What you need to do: Please copy each line of the records below that holds the word "posixpath".

Task material:
● ● ● ● ● ● ●
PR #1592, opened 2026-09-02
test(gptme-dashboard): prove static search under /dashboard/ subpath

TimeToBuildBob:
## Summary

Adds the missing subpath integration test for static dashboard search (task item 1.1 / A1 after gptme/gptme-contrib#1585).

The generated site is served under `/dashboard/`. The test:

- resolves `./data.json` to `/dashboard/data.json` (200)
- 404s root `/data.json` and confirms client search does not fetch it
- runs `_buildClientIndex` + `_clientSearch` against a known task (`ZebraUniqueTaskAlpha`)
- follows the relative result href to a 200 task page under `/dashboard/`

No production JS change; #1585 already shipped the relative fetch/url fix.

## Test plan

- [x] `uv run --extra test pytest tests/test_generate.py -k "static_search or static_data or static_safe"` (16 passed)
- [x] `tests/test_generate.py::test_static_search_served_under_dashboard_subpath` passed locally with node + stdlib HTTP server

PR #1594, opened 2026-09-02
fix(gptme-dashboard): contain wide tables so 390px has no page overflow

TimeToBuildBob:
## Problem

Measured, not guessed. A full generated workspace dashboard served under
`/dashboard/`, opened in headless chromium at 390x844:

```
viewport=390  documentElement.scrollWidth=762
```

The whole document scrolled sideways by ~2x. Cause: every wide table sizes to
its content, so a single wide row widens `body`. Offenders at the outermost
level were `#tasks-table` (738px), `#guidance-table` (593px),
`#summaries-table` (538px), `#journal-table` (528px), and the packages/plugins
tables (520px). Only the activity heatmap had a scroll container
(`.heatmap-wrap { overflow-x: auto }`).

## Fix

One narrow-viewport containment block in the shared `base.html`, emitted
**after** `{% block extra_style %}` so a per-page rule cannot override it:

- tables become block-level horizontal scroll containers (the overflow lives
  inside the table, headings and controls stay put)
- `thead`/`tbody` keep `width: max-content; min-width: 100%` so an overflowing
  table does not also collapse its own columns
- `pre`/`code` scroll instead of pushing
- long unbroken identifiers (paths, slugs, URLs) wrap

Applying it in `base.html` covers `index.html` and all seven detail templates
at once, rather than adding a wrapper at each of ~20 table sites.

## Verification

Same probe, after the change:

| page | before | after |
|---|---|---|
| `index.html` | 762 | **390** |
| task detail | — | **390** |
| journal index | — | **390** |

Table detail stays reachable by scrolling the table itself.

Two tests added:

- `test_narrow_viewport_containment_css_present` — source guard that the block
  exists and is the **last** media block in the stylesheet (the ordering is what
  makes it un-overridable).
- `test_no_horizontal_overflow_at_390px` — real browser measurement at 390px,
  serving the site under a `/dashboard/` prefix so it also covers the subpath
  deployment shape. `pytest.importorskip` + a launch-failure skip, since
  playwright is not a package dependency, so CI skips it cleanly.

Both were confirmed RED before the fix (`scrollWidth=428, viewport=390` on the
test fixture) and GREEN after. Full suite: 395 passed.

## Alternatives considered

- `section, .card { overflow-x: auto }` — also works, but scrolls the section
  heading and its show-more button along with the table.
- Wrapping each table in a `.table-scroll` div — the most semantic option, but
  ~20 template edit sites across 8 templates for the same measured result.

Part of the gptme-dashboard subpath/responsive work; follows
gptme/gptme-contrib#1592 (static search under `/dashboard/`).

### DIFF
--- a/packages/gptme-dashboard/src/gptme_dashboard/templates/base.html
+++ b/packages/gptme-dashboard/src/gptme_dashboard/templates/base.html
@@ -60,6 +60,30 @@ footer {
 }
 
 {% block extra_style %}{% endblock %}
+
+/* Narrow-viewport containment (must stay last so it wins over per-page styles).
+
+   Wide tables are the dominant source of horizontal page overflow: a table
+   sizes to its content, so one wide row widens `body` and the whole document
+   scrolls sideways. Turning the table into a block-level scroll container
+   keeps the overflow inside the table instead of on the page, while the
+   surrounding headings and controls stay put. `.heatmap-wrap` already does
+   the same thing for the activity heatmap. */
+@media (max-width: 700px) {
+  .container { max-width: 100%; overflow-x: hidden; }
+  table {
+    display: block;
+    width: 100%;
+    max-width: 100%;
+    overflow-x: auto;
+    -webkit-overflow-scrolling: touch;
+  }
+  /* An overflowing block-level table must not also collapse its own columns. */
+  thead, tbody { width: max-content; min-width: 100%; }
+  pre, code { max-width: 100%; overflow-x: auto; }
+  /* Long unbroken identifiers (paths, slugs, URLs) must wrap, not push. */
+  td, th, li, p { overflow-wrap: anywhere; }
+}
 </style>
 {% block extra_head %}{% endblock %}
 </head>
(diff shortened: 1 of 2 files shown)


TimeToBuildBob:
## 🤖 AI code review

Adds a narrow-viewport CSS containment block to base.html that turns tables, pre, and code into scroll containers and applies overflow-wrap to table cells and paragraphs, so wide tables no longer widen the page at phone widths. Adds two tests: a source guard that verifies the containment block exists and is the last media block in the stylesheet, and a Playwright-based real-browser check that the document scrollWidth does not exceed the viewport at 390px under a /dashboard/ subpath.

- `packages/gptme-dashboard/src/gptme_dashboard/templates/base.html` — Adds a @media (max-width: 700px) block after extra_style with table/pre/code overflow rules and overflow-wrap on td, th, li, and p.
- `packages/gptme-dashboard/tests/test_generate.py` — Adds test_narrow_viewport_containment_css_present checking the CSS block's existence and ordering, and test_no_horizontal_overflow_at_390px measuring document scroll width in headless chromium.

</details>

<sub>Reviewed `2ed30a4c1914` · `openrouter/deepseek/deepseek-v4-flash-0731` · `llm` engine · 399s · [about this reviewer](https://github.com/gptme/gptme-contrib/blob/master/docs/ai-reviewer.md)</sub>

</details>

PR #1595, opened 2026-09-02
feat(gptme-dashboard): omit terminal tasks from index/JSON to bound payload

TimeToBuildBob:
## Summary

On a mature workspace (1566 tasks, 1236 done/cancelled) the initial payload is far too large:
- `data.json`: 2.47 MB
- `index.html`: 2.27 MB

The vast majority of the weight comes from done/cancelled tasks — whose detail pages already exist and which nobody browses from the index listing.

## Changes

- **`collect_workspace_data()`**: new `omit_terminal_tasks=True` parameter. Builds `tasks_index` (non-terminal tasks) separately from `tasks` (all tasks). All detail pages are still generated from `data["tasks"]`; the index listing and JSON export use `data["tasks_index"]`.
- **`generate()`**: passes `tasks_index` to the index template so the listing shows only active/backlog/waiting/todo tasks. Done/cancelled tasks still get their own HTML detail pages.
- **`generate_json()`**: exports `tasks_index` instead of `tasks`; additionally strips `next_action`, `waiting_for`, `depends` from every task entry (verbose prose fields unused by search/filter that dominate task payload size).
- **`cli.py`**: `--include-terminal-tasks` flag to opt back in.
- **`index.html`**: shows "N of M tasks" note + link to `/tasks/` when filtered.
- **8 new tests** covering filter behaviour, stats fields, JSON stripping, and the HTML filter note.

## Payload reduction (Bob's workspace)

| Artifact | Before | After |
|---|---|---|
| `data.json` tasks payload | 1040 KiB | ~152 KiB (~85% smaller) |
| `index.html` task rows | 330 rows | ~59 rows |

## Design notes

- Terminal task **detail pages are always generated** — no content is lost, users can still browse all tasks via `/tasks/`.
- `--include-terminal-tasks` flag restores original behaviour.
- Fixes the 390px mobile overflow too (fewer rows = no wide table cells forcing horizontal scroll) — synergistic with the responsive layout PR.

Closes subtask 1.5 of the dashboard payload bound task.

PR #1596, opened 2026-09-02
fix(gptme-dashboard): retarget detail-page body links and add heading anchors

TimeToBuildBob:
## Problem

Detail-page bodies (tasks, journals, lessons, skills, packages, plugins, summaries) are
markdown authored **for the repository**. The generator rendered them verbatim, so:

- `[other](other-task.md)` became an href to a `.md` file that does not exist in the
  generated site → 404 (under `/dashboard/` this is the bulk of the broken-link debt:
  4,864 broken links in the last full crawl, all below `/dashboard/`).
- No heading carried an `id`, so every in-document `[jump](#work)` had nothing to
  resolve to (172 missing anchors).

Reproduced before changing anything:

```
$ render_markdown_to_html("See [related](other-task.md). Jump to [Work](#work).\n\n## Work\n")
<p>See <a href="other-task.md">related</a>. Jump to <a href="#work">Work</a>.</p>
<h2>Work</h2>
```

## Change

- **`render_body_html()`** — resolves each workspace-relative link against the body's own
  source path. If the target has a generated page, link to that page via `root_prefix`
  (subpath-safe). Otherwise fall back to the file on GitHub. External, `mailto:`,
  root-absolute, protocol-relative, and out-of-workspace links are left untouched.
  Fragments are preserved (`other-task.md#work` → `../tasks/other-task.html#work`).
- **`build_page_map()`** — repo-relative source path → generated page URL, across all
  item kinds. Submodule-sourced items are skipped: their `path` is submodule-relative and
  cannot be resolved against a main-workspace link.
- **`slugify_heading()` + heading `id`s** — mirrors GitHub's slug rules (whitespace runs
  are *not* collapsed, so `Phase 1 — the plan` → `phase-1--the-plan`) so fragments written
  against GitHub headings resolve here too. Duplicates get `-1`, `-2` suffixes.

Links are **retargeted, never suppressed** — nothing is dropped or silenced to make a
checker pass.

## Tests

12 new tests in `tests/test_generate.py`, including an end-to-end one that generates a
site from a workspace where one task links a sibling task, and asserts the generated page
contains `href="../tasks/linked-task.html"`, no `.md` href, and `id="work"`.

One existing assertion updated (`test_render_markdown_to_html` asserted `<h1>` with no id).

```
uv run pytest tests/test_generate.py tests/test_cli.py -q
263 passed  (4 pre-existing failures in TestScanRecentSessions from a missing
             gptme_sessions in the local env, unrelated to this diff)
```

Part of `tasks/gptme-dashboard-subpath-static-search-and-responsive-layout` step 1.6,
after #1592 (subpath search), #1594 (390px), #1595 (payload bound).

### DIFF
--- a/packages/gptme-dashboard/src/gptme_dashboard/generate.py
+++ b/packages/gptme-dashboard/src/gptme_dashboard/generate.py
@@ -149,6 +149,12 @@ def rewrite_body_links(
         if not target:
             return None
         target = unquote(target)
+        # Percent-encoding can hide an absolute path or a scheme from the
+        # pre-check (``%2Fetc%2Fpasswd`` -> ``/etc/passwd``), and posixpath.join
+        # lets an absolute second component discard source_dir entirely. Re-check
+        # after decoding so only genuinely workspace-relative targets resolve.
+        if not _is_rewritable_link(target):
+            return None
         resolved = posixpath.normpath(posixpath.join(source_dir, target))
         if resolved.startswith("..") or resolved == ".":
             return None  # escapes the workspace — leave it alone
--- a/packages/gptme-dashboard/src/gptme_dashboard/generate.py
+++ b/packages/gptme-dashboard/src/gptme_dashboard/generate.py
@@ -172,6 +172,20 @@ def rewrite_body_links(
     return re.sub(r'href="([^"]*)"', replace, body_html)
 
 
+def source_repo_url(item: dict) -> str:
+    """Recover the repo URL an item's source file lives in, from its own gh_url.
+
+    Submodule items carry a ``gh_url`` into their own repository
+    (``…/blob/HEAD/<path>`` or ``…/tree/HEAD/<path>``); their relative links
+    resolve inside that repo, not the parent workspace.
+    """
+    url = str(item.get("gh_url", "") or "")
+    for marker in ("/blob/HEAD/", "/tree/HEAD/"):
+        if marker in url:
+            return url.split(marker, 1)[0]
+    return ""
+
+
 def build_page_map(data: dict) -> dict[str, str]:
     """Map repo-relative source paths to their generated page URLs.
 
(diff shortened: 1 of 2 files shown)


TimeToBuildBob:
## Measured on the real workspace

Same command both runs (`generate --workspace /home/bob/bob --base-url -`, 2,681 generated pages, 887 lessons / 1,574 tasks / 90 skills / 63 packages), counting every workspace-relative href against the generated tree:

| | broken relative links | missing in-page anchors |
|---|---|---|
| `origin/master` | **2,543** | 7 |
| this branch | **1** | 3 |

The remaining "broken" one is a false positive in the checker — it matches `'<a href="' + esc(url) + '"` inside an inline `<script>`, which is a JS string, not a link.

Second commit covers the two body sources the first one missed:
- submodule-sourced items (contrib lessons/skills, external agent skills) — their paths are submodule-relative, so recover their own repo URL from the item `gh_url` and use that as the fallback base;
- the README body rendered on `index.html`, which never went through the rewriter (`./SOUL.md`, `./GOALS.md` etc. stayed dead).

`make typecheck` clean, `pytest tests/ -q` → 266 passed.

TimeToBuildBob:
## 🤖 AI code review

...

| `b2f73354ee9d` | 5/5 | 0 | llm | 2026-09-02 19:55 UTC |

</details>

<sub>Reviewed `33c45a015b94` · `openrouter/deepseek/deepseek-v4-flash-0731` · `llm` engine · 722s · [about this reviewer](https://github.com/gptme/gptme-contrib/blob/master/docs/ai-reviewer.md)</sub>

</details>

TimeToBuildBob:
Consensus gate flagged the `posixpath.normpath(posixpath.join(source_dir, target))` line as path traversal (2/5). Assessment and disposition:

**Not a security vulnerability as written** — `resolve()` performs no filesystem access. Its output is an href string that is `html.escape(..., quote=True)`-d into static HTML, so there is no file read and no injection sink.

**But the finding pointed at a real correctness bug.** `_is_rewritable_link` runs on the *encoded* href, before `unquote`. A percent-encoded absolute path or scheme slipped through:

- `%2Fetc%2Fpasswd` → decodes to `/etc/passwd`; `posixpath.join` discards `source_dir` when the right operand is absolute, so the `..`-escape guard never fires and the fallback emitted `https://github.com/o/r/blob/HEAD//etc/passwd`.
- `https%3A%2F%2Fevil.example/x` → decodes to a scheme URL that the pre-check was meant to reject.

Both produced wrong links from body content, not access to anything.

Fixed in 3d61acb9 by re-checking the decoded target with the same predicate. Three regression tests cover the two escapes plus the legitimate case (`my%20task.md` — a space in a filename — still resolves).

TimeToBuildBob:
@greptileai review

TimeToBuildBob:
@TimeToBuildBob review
● ● ● ● ● ● ●
Task result:
+        # pre-check (``%2Fetc%2Fpasswd`` -> ``/etc/passwd``), and posixpath.join
         resolved = posixpath.normpath(posixpath.join(source_dir, target))
Consensus gate flagged the `posixpath.normpath(posixpath.join(source_dir, target))` line as path traversal (2/5). Assessment and disposition:
- `%2Fetc%2Fpasswd` → decodes to `/etc/passwd`; `posixpath.join` discards `source_dir` when the right operand is absolute, so the `..`-escape guard never fires and the fallback emitted `https://github.com/o/r/blob/HEAD//etc/passwd`.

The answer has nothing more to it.